Basically, they're the most efficient at both multi-attacking, up to 7-8 times per turn, and getting free plus off of many different sources. They also have one of the best toolboxing to boot.

Next, the basics.

We have three particular key cards in Time Leap: History Maker, Melem, and Ur-watar, all of which are generic and can be splashed into any Gear Chronicle deck if space allots.

If you don't know how the bread-and-butter combo works, basically goes like this: Melem attacks, calls out Ur-watar. History attacks, Time Leaps Ur-watar into Melem, add 1 Card to hand. Melem attacks, calling out Ur-watar. Time Leap Ur-watar with another unit into Melem. And this mini-loop goes on as long as you have units that can Time Leap that Ur-watar. While it isn't the strongest combo in the deck, it is the most basic one that anyone can pick up when starting the deck.

Outside of that basic combo, we have our big bad combo enabler: Tick Tock Worker. He does so much. Mid-battle Time Leaping, searching out combo pieces, it does it all.

And that's why he's limited to one. And can't be your starter.

With the limit to one, you'll have to be smarter with your single use of Tick Tock(not factoring in recycling), but with smart play you can make maximum use of your single Tick Tock and not even feel the repercussions of losing your two or three extra copies.

Something for you to try: Take out Tick Tock Worker completely from your deck for awhile. Playing without it helps you become much, much better as a Time Leap player and you'll definitely see improvements once you put that Tick Tock back in.
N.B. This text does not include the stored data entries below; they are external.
PR #1728, opened 2023-07-11
Make shim format strings compatible with Windows CMD.

NickGoog:


gslib/utils/shim_util.py
```diff
@@ -185,6 +186,18 @@ def get_flag_from_header(raw_header_key, header_value, unset=False):
...
 
+def get_format_flag_caret():
+  if system_util.IS_WINDOWS:
+    return '^^^^'
+  return '^'
+
+
+def get_format_flag_newline():
+  if system_util.IS_WINDOWS:
+    return '^\^n'
```
rrauber, line 197: Did you mention at one point that the number of escapes needed depended on the formatters we used? Or was that just for notifications.

rrauber (approved):

gslib/utils/shim_util.py
NickGoog: It does depend on the formatter. This seems to work for most formatters because most seem to be processed in the CMD and then Python (versus CMD, then Python, then CMD again, I think). I don't remember the incompatible formatters (maybe the `format` formatter?)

Mainly, there are two decks that primarily focus on Time Leap: Chronojet and Chronofang. Chronojet
is the more aggressive and versatile one, giving access to Nextage and Metallica in G-Zone as well as other Chronojet exclusive options that gives it an edge on other decks. Chronofang, on the other hand, is a bit slower focusing more on pressure vanguards like  Bind Time and Rebellion alongside the main Time Leap engine. In the end it's up to you how you want to play Time Leap. Chronojet is definitely the more viable, meta build but Chronofang is a pretty fun way to play too. Hell, go out and test Tiger and Jet in the same deck. It's super fun and having access to the G-Zones of both Jet and Fang goes a long way.